The major US stock market averages sank at the open (Dow -119 pts; SPX -.6%). Consumer staples, tech and utilities are leading the market lower. This comes despite a small bump in oil. WTI crude oil is up .27% to $36.70/barrel. Energy is the only sector in the green in early trading despite the fact that the dollar is a bit stronger on the day. So for the moment, the familiar patterns are not holding true. Bonds prices are higher as yields tick lower. The 5- and 10-year Treasury yields are trading at 1.76% and 2.27%, respectively.

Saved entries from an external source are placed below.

PR #685, opened 2024-11-01
Block unwanted touch and keyboard interactions in PreviewView and Replays

### LINKED ISSUE #649: Selecing items from URL bar interfers with device touch system

p-malecki:
This PR resolves the issue where selecting items from UrlBar or DeviceSelect results in touch events interacting with device screen below. The issue was caused by calling onMouseDown from PreviewView, originally added in #551 to enable pressing from outside the device screen and frame. The solution is to move the onMouseDown, onMouseUp, and onMouseLeave handlers from PreviewView to the Preview component and place them in `wrapperTouchHandlers` in `phone-wrapper`.
Additionally, this PR:

- blocks the sending of touch and keyboard events during replays
- hides multitouch indicators as a result of the above
- deactivates multitouch indicators when the mouse leaves the phone screen

Fixes #649 

### How Has This Been Tested: 
- Followed test steps from issue #649 , also confirmed on iOS devices, and similarly tested DeviceSelect.
- Enabled "SIMSERVER_LOG": "debug", clicked and pressed keys in and around the device screen during a replay, and confirmed no touch or key logs appeared.
- Confirmed that multitouch indicators are not visible during a replay.


packages/vscode-extension/src/webview/components/ReplayOverlay.tsx
```diff
@@ -274,6 +274,25 @@ export default function ReplayOverlay({
...
   const timeFormat = `${Math.floor(timeSec / 60)}:${(timeSec % 60).toString().padStart(2, "0")}`;
+
+  useEffect(() => {
+    function handleEvents(e: MouseEvent | KeyboardEvent) {
+      e.preventDefault();
+      e.stopPropagation();
+    }
+
+    document.addEventListener("mousedown", handleEvents, true);
+    document.addEventListener("mouseup", handleEvents, true);
```
kmagiera, line 285: why is this needed here and not needed in other UI items that displays over phone-wrapper?

packages/vscode-extension/src/webview/views/PreviewView.tsx
```diff
@@ -147,17 +148,32 @@ function PreviewView() {
 
   function onMouseDown(e: MouseEvent<HTMLDivElement>) {
     e.preventDefault();
+    const elementName = (e.target as Element).className;
```
kmagiera, line 151: I missed that in #551 we added this extra layer of capturing mouse events. What is the reason for it. The pressing state is not read in this component except from passing it down to Preview

packages/vscode-extension/src/webview/views/PreviewView.tsx
```diff
@@ -147,17 +148,32 @@ function PreviewView() {
...
+    if (elementName !== "phone-wrapper") {
```
kmagiera, line 152: This adds another layer of indirection as we rely on a specific class name to be used by a specific element that the component we render here renders – this makes it very complicated to follow in code and I wonder if there better way to avoid this.

On top of this, I wonder if this doesn't break the swipe from edge functionality that we have, where you can start swipe gesture at the phone frame and drag front the side (i.e. to go back on iOS).

One way I was hoping this could be solved was by using [contains()](https://developer.mozilla.org/en-US/docs/Web/API/Node/contains) along with react refs

packages/vscode-extension/src/webview/components/ReplayOverlay.tsx
maciekstosio, line 1: I wonder if that part couldn't be solved by checking for `replayData` in https://github.com/software-mansion/radon-ide/blob/2d3d6b6c143b9f825087198179c89745aa2fe9f4/packages/vscode-extension/src/webview/components/Preview.tsx#L498

maciekstosio: Or if all of the elements should be in `.touch-area`, maybe there should be a separate wrapper that contains all of preview related elements (including touch area with `MjpegImg`)

packages/vscode-extension/src/webview/views/PreviewView.tsx
p-malecki: In #551, the pressing state was moved to previewView so it remains true when the mouse leaves and reenters device screen during multitouch gesture. Before this change if mouse reentered multitouch wouldn't send touches unless mouse button was released and clicked again within the phone frame. However, I can revert this if necessary.

packages/vscode-extension/src/webview/components/ReplayOverlay.tsx
p-malecki: Using `shouldPreventTouchInteraction` is a good idea. Thanks!

packages/vscode-extension/src/webview/views/PreviewView.tsx
p-malecki: The simplest solution is to remove `onMouseDown` from PreviewView. It was causing unwanted touch down signals. Removing it should fix the issue if we want to start single and multitouch gestures from the edge of the phone rather than outside the touch area.

maciekstosio:
I wonder if the touches shouldn't be handled the other way around. My feeling is that we catch them too low (too close to the root) thus we need hacks to disable them to not intercept with other elements. Is there any reason why we don't handle touches just on some wrapper around `MjpegImg` with some constant padding around? I get that for multitouch we would like to be able to move the mouse out of the phone, but maybe when multitouch is active there should be some invesible overlay with high zIndex to cover everything else. Not sure if that's in the scope of this task tho.

PR #686, opened 2024-11-01
Disable react compiler for app wrapper to workaround runtime issues

kmagiera:
This PR fixes issue with Radon IDE not working with recent versions of react compiler.

We've been testing Radon with some previous versions of the compiler where this issue didn't occur. I only recently stumbled upon it when testing an app that was using a most recent version of the compiler.

The issue I started seeing is when compiler was enabled, I would get errors about react-compiler-runtime not being a function when accessed from the wrapper component. I'm assuming this has to do with wrapper component being injected by the IDE babel plugin which may confuse babel which while processes the file with react runtime plugin may not properly link the runtime imports which are necessary for React 17 and 18.

For the time being, the fix is to disable react compiler at the wrapper file level. This prevents the file from being processed by the compiler plugin as as a consequence, no runtime imports are added.

This PR also adds compiler to react-native-76 test app so that we can test this easier and avoid potential regressions related to react compiler in the future.

### How Has This Been Tested: 
1. Use RN 76 app with react compiler enable and see it runs ok
2. Before the change in wrapper, the app would get stuck on loading and errors about react-compiler-runtime not being a function were shown in the logs.

### DIFF
--- a/packages/vscode-extension/lib/wrapper.js
+++ b/packages/vscode-extension/lib/wrapper.js
@@ -1,3 +1,5 @@
+"use no memo";
+
 const { useContext, useState, useEffect, useRef, useCallback } = require("react");
 const {
   LogBox,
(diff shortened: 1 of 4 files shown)


packages/simulator-server
filip131311, line 1: This seems like an accidental addition here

So the S&P 500 Index and Dow Jones Industrial Average are going out roughly flat for the year. And a CNBC anchor said this morning, “This has been the hardest year to make money in traditional assets since 1937.” I’m not exactly sure what that means, but clearly we’ve been in a low return environment for stocks, bonds and commodities. Commodities have been a terrible investment this year. Copper is down nearly 28%, the iShares Gold ETF (GLD) is down 10.6%, and of course oil has fallen from $50/barrel to $36. Gasoline prices are at their cheapest since 2009, averaging $2.40/gallon this year. Bonds yields are up and most of the major fixed income ETFs are lower for the year (TLT, LQD, HYG, AGG). Speaking of interest rates, the average 30-year US mortgage rate just went over 4% for the first time in five months. Freddie Mac’s chief economist projects the rate will climb to 4.7% by the end of 2016.

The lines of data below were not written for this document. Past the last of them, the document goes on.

PR #691, opened 2024-11-04
Fix auto select in InspectDataMenu when opened above cursor

### LINKED ISSUE #687: Inspector context menu closes immediately when displayed above the cursor
**Description**

When using inspector context menu while in setting when it displays above the cursor, it immediately closes selecting the bottom most item from the menu.

This seems to be due to the fact the menu displays over the area where we click.

This issue can be reproduced in any test app when you inspect close to the bottom forcing the menu to render above the cursor:

https://github.com/user-attachments/assets/37a0fa7c-44fe-4434-94fb-1031d6130b6d

This issue is much more amplified on real-life projects though where the inspector stacks often have 10+ items. In that scenario the menu covers a big chunk of screen and displays over the pointer which has the same result.

**Environment**
- Radon 0.21

p-malecki:
This PR addresses an issue where the inspector context menu automatically selects and closes upon appearing above the cursor. The problem was caused by the menu opening  upon mouseUp immediately after a mouseDown event.

The solution ensures the menu displays adjacent to the cursor with an offset by introducing a `span` that positions the `Trigger` component at the mouse location, ensuring the menu opens next to the `Trigger`.

Additionally, this PR:
- limits the number of inspect items displayed in `InspectDataMenu` to 5 using `MAX_INSPECT_ITEMS`
- adds a "Show all" button to reveal all items
- adds ellipsis truncation for long filenames in `InspectDataMenu`
- adjusts menu alignment based on cursor position, displaying to the right if the cursor is on the left side of the screen and to the left if on the right

Fixes #687 

### How Has This Been Tested: 
- Tested by right-clicking near the screen's bottom, ensuring the menu opens above the cursor and doesn't auto-select any items.

After:
Screenshot 2024-11-04 at 20 39 32
Screenshot 2024-11-05 at 18 33 04

https://github.com/user-attachments/assets/b09a6fdb-23a6-4ecd-b707-980f7074a652


kmagiera (commented):
I don't think this is the right fix for the issue. Instead of working around button events, I believe it should be enough to offset the menu such that it appears over the cursor rather than directly under. This would also be better from UX perspective, as now, the menu covers the element we are inspecting, which isn't the case when the menu displays under.

I think we should change from using an outer-level div for positioning, to adjusting the position of the Trigger component. This seems to be the way based on the examples from https://www.radix-ui.com/primitives/docs/components/dropdown-menu – right now the trigger component is empty while it seems the offset is added automatically such that the menu doesn't overlap the trigger.

Menu shown under:
image

Menu shown over:
image

kmagiera (approved):
Looks good. As a final touch you may want to change the logic slightly such that if there are exacly LIMIT+1 elements, you still show them all, as LIMIT+1 items occupy exactly the same amount of space as LIMIT + "show more" button. So when you click "show more" you don't actually expand the menu at all.

packages/vscode-extension/src/webview/components/InspectDataMenu.tsx
```diff
@@ -37,40 +42,72 @@ export function InspectDataMenu({
...
+        }
+      }}>
+      <DropdownMenu.Trigger asChild>
+        <span
+          style={{
+            position: "absolute",
+            left: inspectLocation.x,
+            top: inspectLocation.y,
+            opacity: 0,
+          }}></span>
```
maciekstosio, line 67:
```suggestion
          }}/>
```

packages/vscode-extension/src/webview/components/InspectDataMenu.tsx
```diff
@@ -37,40 +42,72 @@ export function InspectDataMenu({
...
+          className="inspect-data-menu-content"
+          sideOffset={5}
+          align={inspectMenuAlign}
+          collisionPadding={5}>
+          <DropdownMenu.Label className="inspect-data-menu-label">
+            {displayDimensionsText}
+          </DropdownMenu.Label>
+          {inspectItems.map((item, index) => {
+            // extract file name from path:
+            const fullFileName = item.source.fileName.split("/").pop() ?? "";
```
maciekstosio, line 80: I would extract it to separate Component or at least helper for the strings

packages/vscode-extension/src/webview/components/InspectDataMenu.tsx
```diff
@@ -37,40 +42,72 @@ export function InspectDataMenu({
...
+            const lastDotIndex = fullFileName.lastIndexOf(".");
+            const fileName = fullFileName.substring(0, lastDotIndex);
+            const fileExtension = fullFileName.substring(lastDotIndex);
+            return (
+              <DropdownMenu.Item
+                className="inspect-data-menu-item"
+                key={index}
```
maciekstosio, line 87: In general, `index` as a key is a bad practice, I think in our case when we don't have state it shouldn't cause bugs, but maybe you could use something as unique ID here? For example filePath with code line

maciekstosio (commented):
Some nitpicks

packages/vscode-extension/src/webview/components/InspectDataMenu.tsx
```diff
@@ -37,40 +77,57 @@ export function InspectDataMenu({
...
+          <DropdownMenu.Label className="inspect-data-menu-label">
+            {displayDimensionsText}
+          </DropdownMenu.Label>
+          {inspectItems.map((item) => (
+            <InspectItem item={item} onSelected={onSelected} onHover={onHover} />
+          ))}
+          {isOverMaxItems && !shouldShowAll && (
+            <DropdownMenu.Item
+              className="inspect-data-menu-item show-all"
+              key={"show-all"}
```
maciekstosio, line 121: I think now the `key` is unnecessary as the elements here differ

packages/vscode-extension/src/webview/components/InspectDataMenu.tsx
```diff
@@ -1,10 +1,48 @@
...
+const MAX_INSPECT_ITEMS = 5;
+
+interface InspectItemProps {
+  item: InspectDataStackItem;
+  onSelected: (item: any) => void;
+  onHover: (item: any) => void;
+}
+
+const InspectItem = React.forwardRef<HTMLDivElement, InspectItemProps>(
+  ({ item, onSelected, onHover }, forwardedRef) => {
```
maciekstosio, line 18: Why `forwardRef`? As far as I can tell, it's not used

packages/vscode-extension/src/webview/components/InspectDataMenu.tsx
```diff
@@ -1,10 +1,48 @@
...
+    const extractFileDetails = (filePath: string) => {
```
maciekstosio, line 19: Imo, now you don't need a helper (I meant component or helper, but I prefer the component) - just fyi, when you define a method in render, it's created on every rerender

maciekstosio (changes requested):

packages/vscode-extension/src/webview/components/InspectDataMenu.tsx
p-malecki: I think it's the way for creating custom components in radix https://www.radix-ui.com/primitives/docs/components/dropdown-menu

packages/vscode-extension/src/webview/components/InspectDataMenu.tsx
p-malecki: Its needed to avoid warrning `[WEBVIEW LOG] Warning: Each child in a list should have a unique "key" prop.%s%s` in logs.

maciekstosio: Interesting

maciekstosio (approved):
LGTM 🚀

The Chicago Purchasing Managers Index (PMI) collapsed to 42.9 this month, the lowest reading since the summer of 2009. The forward-looking new orders component collapsed to 38.8, which is very contractionary. In addition, production, backlogs and employment components are all in contraction (below 50). This report suggests the manufacturing sector in the Chicago area is in recession. At the same time, US consumer confidence is rising throughout the US. The Bloomberg Consumer Comfort Index rose to 43.6 this week and I’d point out that the index has been up around 8-year highs for all of 2015.